Lantik Dua Advokat PAI Siap Tarung Di Meja Hijau, Gibest Berpesan Menjadi Advokat Bukan Sekedar Numpang Nama Profesi

SUARALOMBOKNEWS | Badan Pimpinan Wilayah Perkumpulan Advocaten Indonesia Provinsi Nusa Tenggara Barat ( BPW PAI NTB ), menggelar sidang terbuka pengangkatan dan pelantikan advokat angkatan I Tahun 2026.
Sidang terbuka yang berlangsung di Lombok Garden Hotel, Kota Mataram, pada Senin (19/1/2025) malam itu dipimpin langsung oleh Ketua BPW PAI NTB, Muhanan SH MH,.
Kegiatan yang menjadi momentum penting bagi lahirnya para advokat baru di bawah naungan BPW PAI NTB itu juga dihadiri oleh pembina, jajaran pengurus dan anggota BPW PAI NTB, serta sejumlah tamu undangan dari berbagai unsur.

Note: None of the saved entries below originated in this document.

PR #453, opened 2023-09-25
CXXCBC-382: Fix raw_binary_transcoder so that gets on binary data are possible.

zgroza:
In get_result.hxx:79, it is required that decode() method be templated. raw_binary_transcoder, unlike other transcoders, does not comply with this - and thus, it's not possible to perform any gets on binary data.


avsej (approved):

avsej:
fixed in https://github.com/couchbaselabs/couchbase-cxx-client/pull/459

PR #457, opened 2023-10-04
CXXCBC-377: Implement ExtParallelUnstaging in transactions

DemetrisChr:
## Motivation

Implement the ExtParallelUnstaging extension. Unstaging in parallel will be a major performance improvement, especially for larger transactions.

## Changes

* Each mutation unstaging is posted to the cluster's IO context to achieve parallelism - modified `commit_doc`, `remove_doc`, `rollback_insert` and `rollback_remove_or_replace` to achieve this, making use of the KV operations' handlers
* Added helpers for error handling which either set the exception on the promise or trigger a delayed retry
* Add `unstaging_state` that is used to limit the number of mutations being unstaged in parallel and prevents any further unstaging if an error has occurred
* Add `async_exp_delay` and `async_constant_delay` which use an asio timer to perform an asynchronous wait and then  invoke a callback (delay calculated in the same way as `exp_delay` and `constant_delay`) - used for retries during unstaging

## Results

* SDK tests pass
* `ExtParallelUnstagingTest` in FIT passes


core/transactions/staged_mutation.cxx
```diff
@@ -25,6 +25,23 @@
 namespace couchbase::core::transactions
 {
 
+void
+unstaging_state::wait_until_unstage_possible()
+{
+    std::unique_lock lock(mutex_);
+    cv_.wait(lock, [this]{ return in_flight_count_ < MAX_PARALLELISM; });
```
programmatix, line 32: If something goes wrong and the predicate never succeeds, do we wait here forever?

core/transactions/staged_mutation.cxx
```diff
@@ -165,14 +184,21 @@ staged_mutation_queue::commit(attempt_context_impl* ctx)
                 commit_doc(ctx, item);
                 break;
         }
-    }
+        state.notify_unstage_complete();
```
programmatix, line 187: If I'm reading commit_doc() right it can throw.   So is try-finally style logic needed?

Also what is going to be your policy on handling errors from commit_doc and remove_doc.  It's crucial that we don't have lingering background ops continuing after we're done with staged_mutation_queue::commit/rollback.

Please see the 2 rules [here](https://couchbase.slack.com/archives/C014WB8U2MQ/p1695209631970039) for more details.

core/transactions/staged_mutation.cxx
```diff
@@ -150,12 +167,14 @@ staged_mutation_queue::iterate(std::function<void(staged_mutation&)> op)
...
+std::future<void>
+staged_mutation_queue::commit_mutation(attempt_context_impl* ctx, staged_mutation& item, unstaging_state& state)
 {
-    CB_ATTEMPT_CTX_LOG_TRACE(ctx, "staged mutations committing...");
-    std::lock_guard<std::mutex> lock(mutex_);
-    for (auto& item : queue_) {
+    auto barrier = std::make_shared<std::promise<void>>();
+    auto future = barrier->get_future();
+
+    std::async(std::launch::async, [&]{
```
programmatix, line 176: Could you give me a brief description of how this (_gestures vaguely at std::async_) works in terms of threads, pools, etc.

core/transactions/staged_mutation.cxx
```diff
@@ -25,6 +25,23 @@
 namespace couchbase::core::transactions
 {
 
+void
+unstaging_state::wait_until_unstage_possible()
+{
+    std::unique_lock lock(mutex_);
```
programmatix, line 31: Is mutex_ reentrant?  Because we've already locked it at the top of staged_mutation_queue::commit/rollback.  Just checking that this isn't an accidental no-op.

DemetrisChr: That's the `mutex_` of `unstaging_state` which is different from `mutex_` of the `staged_mutation_queue` that's locked at commit/rollback

core/transactions/staged_mutation.cxx
DemetrisChr: According to the [docs](https://en.cppreference.com/w/cpp/thread/async) if you specify the `std::launch::async` launch policy to `std::async`, it executes the function in a new thread equivalent to using `std::thread`. Then `std::async` returns a future (so I shouldn't have used the `barrier` promise there and should've actually stored the future that it returns - the updated code I'll push shortly should address this).

Another issue with this piece of code is that if I have N mutations I'm creating N threads immediately and a lot of them will be blocked until they can do the commit/rollback if N > 1000. I will update it to have the main thread (or a thread responsible for starting the threads for each mutation) block until the in flight commits/rollbacks are less than 1000, so only that one thread will be blocked

core/transactions/staged_mutation.cxx
DemetrisChr: At the moment yes, so this is something I should fix. Theoretically, since the mutation operations have timeouts this should not happen, but since we are using concurrency I can't be 100% certain that things can't go wrong so I'll probably add a timeout to `wait` - but I'm not sure what timeout I should use

programmatix: How about what's left of the transaction timeout?

core/transactions/staged_mutation.cxx
DemetrisChr: Now using the cluster's IO context instead

core/transactions/staged_mutation.cxx
```diff
@@ -22,9 +22,46 @@
...
+    std::lock_guard lock(mutex_);
+    in_flight_count_--;
+    cv_.notify_one();
+}
+
+void
+unstaging_state::notify_unstage_error()
+{
+    std::lock_guard lock(mutex_);
+    abort_ = true;
```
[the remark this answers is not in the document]
DemetrisChr: I don't think is necessary at the moment. If `abort_` is set, the  `(in_flight_count_ < MAX_PARALLELISM) || abort_` condition will always evaluate to true and then the unstaging of any further mutations gets cancelled, so the value of `in_flight_count_` doesn't matter. But I will reduce it just in case there are any changes in the future and it gets missed

core/transactions/staged_mutation.cxx
```diff
@@ -153,78 +190,495 @@ staged_mutation_queue::iterate(std::function<void(staged_mutation&)> op)
...
+                    }
+                });
                 break;
         }
     }
+
+    std::exception_ptr exc{};
+    for (auto& future : futures) {
+        try {
+            future.get();
```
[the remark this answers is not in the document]
DemetrisChr: The try-catch block is inside the loop that iterates over all the futures. If a future throws an exception, I am storing the pointer to it, and then continuing to iterate over the futures of the rest of the in-flight operations and waiting for them to be completed. The exception is then re-thrown at the very end after all futures have completed, so I think we don't return while still having in-flight operations

core/transactions/staged_mutation.cxx
```diff
@@ -153,78 +190,495 @@ staged_mutation_queue::iterate(std::function<void(staged_mutation&)> op)
...
+
     for (auto& item : queue_) {
+        aborted = !state.wait_until_unstage_possible();
+        if (aborted) {
+            // Do not commit any more mutations
+            break;
+        }
+
+        auto barrier = std::make_shared<std::promise<void>>();
+        futures.push_back(barrier->get_future());
```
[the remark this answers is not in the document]
DemetrisChr: Yes, I don't think that can currently happen - but yes, it wouldn't hurt to have a try-catch block here. However, if an exception was to be thrown the `future.get()` code won't be reached, so it won't block - but weird things might happen if we don't wait for the in-flight operations. So I will add a try-catch that stores the exception pointer, then skips ahead to waiting for all the futures, and rethrows.

Should this catch block catch _any_ exception and then throw a `transaction_operation_failed`? I could set `aborted = true` in that case so the generic exception at the bottom gets thrown

core/transactions/staged_mutation.cxx
```diff
@@ -153,78 +190,495 @@ staged_mutation_queue::iterate(std::function<void(staged_mutation&)> op)
...
+
+        auto timer = std::make_shared<asio::steady_timer>(ctx->cluster_ref()->io_context());
+        async_constant_delay delay(timer);
```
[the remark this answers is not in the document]
DemetrisChr: `async_constant_delay` uses the asio timer to asynchronously wait for a certain amount of time and then execute an operation, used for retries when a `retry_operation` exception gets thrown. The behaviour is equivalent to  `retry_op` of the current implementation but using asynchronous waits and callbacks instead

core/transactions/staged_mutation.cxx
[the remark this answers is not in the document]
DemetrisChr: Oh now I see what you meant. Even if I do what I said above, I should not store the future until I'm sure that no exception was raised by `remove_doc`/`commit_doc`/etc.

core/transactions/internal/utils.hxx
```diff
@@ -300,6 +307,90 @@ struct constant_delay {
...
+          std::chrono::duration_cast<std::chrono::microseconds>(initial_delay * (jitter() * pow(2, static_cast<double>(retries++))));
+        if (delay > max_delay) {
+            delay = max_delay;
+        }
+        timer->expires_after(delay);
+        timer->async_wait([callback = std::move(callback)](std::error_code ec) mutable {
+            if (ec == asio::error::operation_aborted) {
+                callback(std::make_exception_ptr(retry_operation_retries_exhausted("retry aborted")));
+                return;
+            }
```
DemetrisChr, line 351: I'm not sure if this is the right approach here, but it seems like something very unlikely to happen since the timer is not used by anything else?

avsej (approved):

Ada dua orang Advokat muda yang menjalani prosesi pengangkatan dan pelantikan pada Angkatan I Tahun 2026.
Dengan telah dilantiknya dua orang advokat angkatan I Tahun 2026 tersebut, jumlah Advokat di bawah BPW PAI NTB dan yang siap bertarung di persidangan di Pengadilan atau di Meja Hijau bertambah menjadi 17 Advokat.
Prosesi pengangkatan dan pelantikan dua orang Advokat muda tersebut berlangsung tertib dan penuh makna.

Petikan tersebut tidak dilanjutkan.